When is hot food hot food?

 

 

A recent VAT tribunal was asked to look at the definition of hot food.

 

The decision in the case of Subway One Limited v Revenue & Customs [2010] UKFTT 487 (TC) clarified the UK law surrounding the application of VAT on hot food served over the counter, and serves as a useful reminder for retailers on what food products VAT should be charged on.

 

Subway argued that supplies of toasted sandwiches (subs) and meatball marinara filling were not ’hot food’ for the purposes of VAT and were therefore ’VAT zero-rated’, in that no VAT should be charged on the supply of these goods. However, the tribunal disagreed and found that VAT at the standard rate should be charged.

 

This case is not only significant for operators of Subway stores, but also for any forecourt operator selling similar toasted or heated products in the shops for consumption off the premises. The popular meat pies and pasties spring to mind.

 

 

 

 

Q: What do the current VAT rules in the UK say about supplies of food?

 

 

A: Supplies of food used for human consumption are ’VAT zero-rated’ under Group 1 of Schedule 8 of the Value Added Tax Act 1994 (VATA 1994) except where the supply is made in the course of catering.

 

A supply in the course of catering includes any supply of food for consumption on or off the premises.

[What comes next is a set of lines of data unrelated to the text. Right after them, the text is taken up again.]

PR #1422, opened 2021-09-01
Add vehicle status generator

itabrl:
# PR Details
## Description
As CARMA Platform on a vehicle entering an unsignalized intersection, I want to broadcast my status as an Entering Vehicle so that other vehicles can estimate and plan their stopping trajectories.

## Types of changes

## Checklist:

### DIFF
--- a/vehicle_status_generator/include/vehicle_status_generator_worker.h
+++ b/vehicle_status_generator/include/vehicle_status_generator_worker.h
@@ -1,0 +1,42 @@
+#pragma once
+
+/*
+ * Copyright (C) 2019-2021 LEIDOS.
+ *
+ * Licensed under the Apache License, Version 2.0 (the "License"); you may not
+ * use this file except in compliance with the License. You may obtain a copy of
+ * the License at
+ *
+ * http://www.apache.org/licenses/LICENSE-2.0
+ *
+ * Unless required by applicable law or agreed to in writing, software
+ * distributed under the License is distributed on an "AS IS" BASIS, WITHOUT
+ * WARRANTIES OR CONDITIONS OF ANY KIND, either express or implied. See the
+ * License for the specific language governing permissions and limitations under
+ * the License.
+ */
+
+#include <vector>
+#include <ros/ros.h>
+#include <stdint.h>
+#include <algorithm>
+
+namespace vehicle_status_generator
+{
+    class VehicleStatusGeneratorWorker
+    {
+        public:
+            
+            VehicleStatusGeneratorWorker();
+            uint8_t getNextMsgCount();
+            std::vector<uint8_t> getMsgId(const ros::Time now);
+            uint16_t getSecMark(const ros::Time now);
+
+        private:
+
+            // variables for BSM generation
+            uint8_t msg_count_ {0};
+            int random_id_ {0};
+            ros::Time last_id_generation_time_;
+    };
+}
--- a/vehicle_status_generator/package.xml
+++ b/vehicle_status_generator/package.xml
@@ -1,0 +1,39 @@
+<?xml version="1.0"?>
+
+<!--  
+ Copyright (C) 2018-2021 LEIDOS.
+
+ Licensed under the Apache License, Version 2.0 (the "License"); you may not
+ use this file except in compliance with the License. You may obtain a copy of
+ the License at
+
+ http://www.apache.org/licenses/LICENSE-2.0
+
+ Unless required by applicable law or agreed to in writing, software
+ distributed under the License is distributed on an "AS IS" BASIS, WITHOUT
+ WARRANTIES OR CONDITIONS OF ANY KIND, either express or implied. See the
+ License for the specific language governing permissions and limitations under
+ the License.
+-->
+
+<package format="3">
+  <name>vehicle_status_generator</name>
+  <version>3.3.0</version>
+  <description>This generates BSM according to J2735 standard.</description>
+  <maintainer email="carma@todo.todo">carma</maintainer>
+  <license>Apache License 2.0</license>
+  <author email="carma@todo.todo">carma</author>
+  <buildtool_depend>catkin</buildtool_depend>
+  <depend>roscpp</depend>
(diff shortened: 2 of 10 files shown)


vehicle_status_generator/include/vehicle_status_generator_worker.h
```diff
@@ -0,0 +1,42 @@
...
+            
+            VehicleStatusGeneratorWorker();
+            uint8_t getNextMsgCount();
+            std::vector<uint8_t> getMsgId(const ros::Time now);
+            uint16_t getSecMark(const ros::Time now);
+
+        private:
+
+            // variables for BSM generation
+            uint8_t msg_count_ {0};
```
kjrush, line 38: Is this generating BSMs or just referencing data from the most recent BSM the vehicle broadcast?

vehicle_status_generator/package.xml
```diff
@@ -0,0 +1,39 @@
...
+ distributed under the License is distributed on an "AS IS" BASIS, WITHOUT
+ WARRANTIES OR CONDITIONS OF ANY KIND, either express or implied. See the
+ License for the specific language governing permissions and limitations under
+ the License.
+-->
+
+<package format="3">
+  <name>vehicle_status_generator</name>
+  <version>3.3.0</version>
+  <description>This generates BSM according to J2735 standard.</description>
```
kjrush, line 22: Same with this description, this should only be generating the mobility operations message needed for the all-way-stop use case right?

vehicle_status_generator/src/vehicle_status_generator.cpp
```diff
@@ -0,0 +1,62 @@
...
+        nh_.reset(new ros::CARMANodeHandle());
+        pnh_.reset(new ros::CARMANodeHandle("~"));
+        
+        pnh_->param<double>("vehicle_status_generation_frequency_", vehicle_status_generation_frequency_, 10.0);
+        nh_->param<double>("vehicle_length", vehicle_length_, 5.0);
+        nh_->param<double>("vehicle_width", vehicle_width_, 2.0);
+
+        nh_->param<double>("/vehicle_acceleration_limit", vehicle_acceleration_limit_, 2.0);
+        nh_->param<double>("/vehicle_deceleration_limit", vehicle_deceleration_limit, 2.0);
+        nh_->param<double>("/guidance/yield_plugin/x_gap", x_gap, 2.0);
```
kjrush, line 35: I think at least this param would be better served being read from `x_gap`, and then remapped to `/guidance/yield_plugin/x_gap` in the launch file. The others are okay as they're more general, vehicle-wide parameters, but this is reading another plugins plugin-specific config so we should handle it with a bit more abstraction.

vehicle_status_generator/src/vehicle_status_generator_worker.cpp
```diff
@@ -0,0 +1,58 @@
...
+        uint8_t old_msg_count = msg_count_;
+        msg_count_++;
+        if(msg_count_ == 128)
+        {
+            msg_count_ = 0;
+        }
+        return old_msg_count;
+    }
+
+    std::vector<uint8_t> VehicleStatusGeneratorWorker::getMsgId(const ros::Time now)
```
kjrush, line 37: I'm not sure I understand the purpose of this method. I'm assuming this is related to the BSM ID field in the structure of the mobility operations message needed by CARMA Streets? If so, I'm not sure why we're generating a random ID here instead of actually reading the one we're currently broadcasting in the BSM? We have the BSM generator package already handling the generation and rotation of the BSM ID when it publishes the BSM for broadcast. We want to putting that data in the mobility message so that CARMA Streets can correlate the mobility message we broadcast at some timestep `t` with the BSM that was broadcast at time `t` as well.

vehicle_status_generator/src/vehicle_status_generator_worker.cpp
```diff
@@ -0,0 +1,58 @@
...
+
+namespace vehicle_status_generator
+{
+    VehicleStatusGeneratorWorker::VehicleStatusGeneratorWorker() {}
+    
+    uint8_t VehicleStatusGeneratorWorker::getNextMsgCount()
+    {
+        uint8_t old_msg_count = msg_count_;
+        msg_count_++;
+        if(msg_count_ == 128)
```
kjrush, line 30: See comment below, but for the record the cleanest way to implement this would be with the modulus operator ` msg_count = ++msg_count % 128` handles the rollover cleanly.

This also only ever returns the previous message count despite the method name being `getNext...` which is slightly confusing, but not a big deal functionally.

vehicle_status_generator/src/vehicle_status_generator.cpp
```diff
@@ -0,0 +1,62 @@
...
+
+    void VehicleStatusGenerator::speedCallback(const std_msgs::Float64ConstPtr& msg)
+    {
+        current_speed_ = msg->data;
+    }
+
+    void VehicleStatusGenerator::generateMobilityOperation(const ros::TimerEvent& event)
+    {
+        mo_.header.timestamp = ros::Time::now().toNSec();
+        mo_.header.sender_bsm_id = std::string(reinterpret_cast<const char*>(&worker.getMsgId(ros::Time::now())[0]), worker.getMsgId(ros::Time::now()).size());
```
kjrush, line 57: Having read further down the code, I think we need to instead be subscribing to the host vehicle's outbound BSM topic, and scraping the most recent BSM ID from there for this data. That's where we'd also want to get the msgCnt value from too.

vehicle_status_generator/src/vehicle_status_generator.cpp
```diff
@@ -0,0 +1,62 @@
...
+        mo_.strategy_params = std::to_string(x_gap) + "," + std::to_string(vehicle_acceleration_limit_) + "," + std::to_string(vehicle_deceleration_limit);
```
kjrush, line 58: Should we be encoding the msgCnt in here anywhere?

kjrush (changes requested):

The Subway case was particularly concerned with what constitutes ’hot food’ as its sandwiches are prepared to be consumed off the premises.

 

 

 

 

Q: What constitutes ’hot food’ under the VAT rules?

 

 

A: ’Hot food’ is defined as "Food which or any part of which: has been heated for the purposes of enabling it to be consumed at a temperature above ambient air temperature; and is above that temperature at the time it is provided to the customer."

 

 

 

 

Q: Were the supplies of toasted subs and meatball marinara supplies of ’hot food’ for the purposes of VAT?

 

 

A: Yes. The Tribunal decided that both the toasted subs and the meatball marinara met the definition of ’hot food’ and therefore supplies of them were standard rated for VAT purposes.

 

 

Q: How did the Tribunal reach its decision in the Subway case?

 

 

A: It was agreed between the parties after much debate that the toasted subs and meatball marinara were heated to a temperature above ambient air temperature and that the temperature of the food was above ambient air temperature at the point of supply. With these facts agreed, the case hinged on the intention of the supplier of the food. Was the intention to serve food to the customer that was hot enabling it to be consumed by the customer at a temperature above ambient air temperature? It is irrelevant whether or not the food is consumed while hot, just that it is hot at the point of sale.

 

The tribunal found that both the toasted subs and the meatball marinara were less desirable to the customer if served cold (a number of expert witnesses were brought forward to give evidence on the effect on flavour of toasting subs and heating the meatball marinara) and that Subway made efforts to deliver the products to the customer so that they could be consumed hot. This was held to be serving ’hot food’ to customers, and therefore both products were subject to VAT at the standard rate.

 

 

 

 

Q: What does this mean for Subway and other operators selling similar types of ’hot food’?

 

 

A: Subway will now face a bill for the VAT that was due on the supplies of the toasted subs and meatball marinara in previous years. Retailers more generally will have to re-evaluate how they treat supplies of certain products in light of this decision. In addition, Subway and other retailers making similar supplies of ’hot food’ and currently not charging VAT will have to factor the additional ongoing VAT cost into the price of their products that now qualify as ’hot food’. This takes on a greater degree of significance with the recent VAT rate increase to 20%. We have ourselves seen the collapse of a new letting as a result of this case. Both landlords and tenants need to be aware of the effects of this case.

 

 

 

Ian Montgomery is a solicitor in the corporate tax department and Karen Mason a partner in the commercial property department of Boodle Hatfield.